The surgical technique was described by Kim et al.,[11] in 2001, when these authors had four successes in 18 piglets, of which 1 piglet developed septic arthritis and 3 did not develop necrosis by failure of the surgical technique in cerclage. In our experiment with 11 piglets, there was only one death from sepsis, with success in the ischemia process in all piglets. There is no in-depth demonstration of surgical steps with sufficiently detailed images in the literature.
It is believed that our result can be justified by the surgeries being performed by the same experienced surgeon, who is a specialist in hip surgery. Although we had a simple surgical center, with minimal conditions, it was observed that these structural conditions were not limiting. And it is considered that the main factor for the success of the procedure is technical knowledge.
It is our opinion that the thorough knowledge of the regional anatomy and surgical technique are necessary, being fundamental to train with cadavers to acquire skill.

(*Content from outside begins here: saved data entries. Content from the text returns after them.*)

PR #188, opened 2021-12-08
expose `Close()` in `LocalStore` interface

dekkagaijin:
This allows for package consumers to elegantly`Close()` the underlying datastore, avoiding memory leaks.

See also: https://github.com/sigstore/cosign/issues/1160

### DIFF
--- a/client/client.go
+++ b/client/client.go
@@ -24,6 +24,8 @@ const (
 
 // LocalStore is local storage for downloaded top-level metadata.
 type LocalStore interface {
+	io.Closer
+
 	// GetMeta returns top-level metadata from local storage. The keys are
 	// in the form `ROLE.json`, with ROLE being a valid top-level role.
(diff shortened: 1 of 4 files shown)


asraa (approved):
LGTM, this makes sense.

asraa (approved):

arbll:
Hey folks -- Two comments here:
1. This is a breaking change, do we have any plan to implement some kind of versioning and/or start making sure we don't break the API ? Not a major problem in this case but we are now using this library quite intensively internally and it's been slightly painful
2. I'm not sure I understand this change. `LocalStore` is an interface used to define the methods `go-tuf` wants an external component to define. Adding an unused `Close` method is confusing because anyone reading this will expect `go-tuf` itself to call the `Close` method. If I'm not missing anything you should be manipulating your own struct or own interface extending `LocalStore` in your implementation, not pushing those features onto the lib interface.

Preoperative evaluation and confinement, as well as postoperative veterinary care, can also avoid losses.
The TGF-β1, therefore, can be used as an indirect measure of damage and immune alteration triggered by FHIN, because it is involved in bone regeneration.[30]
Tao et al.,[31] in 2017, observed a decrease in TGF-β1 expression in femoral heads with ischemic necrosis, taken from patients submitted to total hip arthroplasty for this reason.
In this study, there was no decrease in TGF-β1 expression in all right femoral heads of group A, although macroscopic, microscopic, radiographic, and clinical signs of FHIN were identified. This finding may be related to the small number of slides performed, limited by the need of the part for other tests. For future experiments, we suggest allocating half of the sectioned FH for immunohistochemistry examination and the other half for macroscopic and histological analysis. Thus, it would be possible to use larger fragments with a larger amount of bone tissue. A greater number of guinea pigs will allow greater conclusions.
Conclusions
The changes in FH in the LCPD were reproduced in macroscopic analysis, DR, CT, and LM.
Gait evaluation showed a good correlation with macroscopic changes and imaging.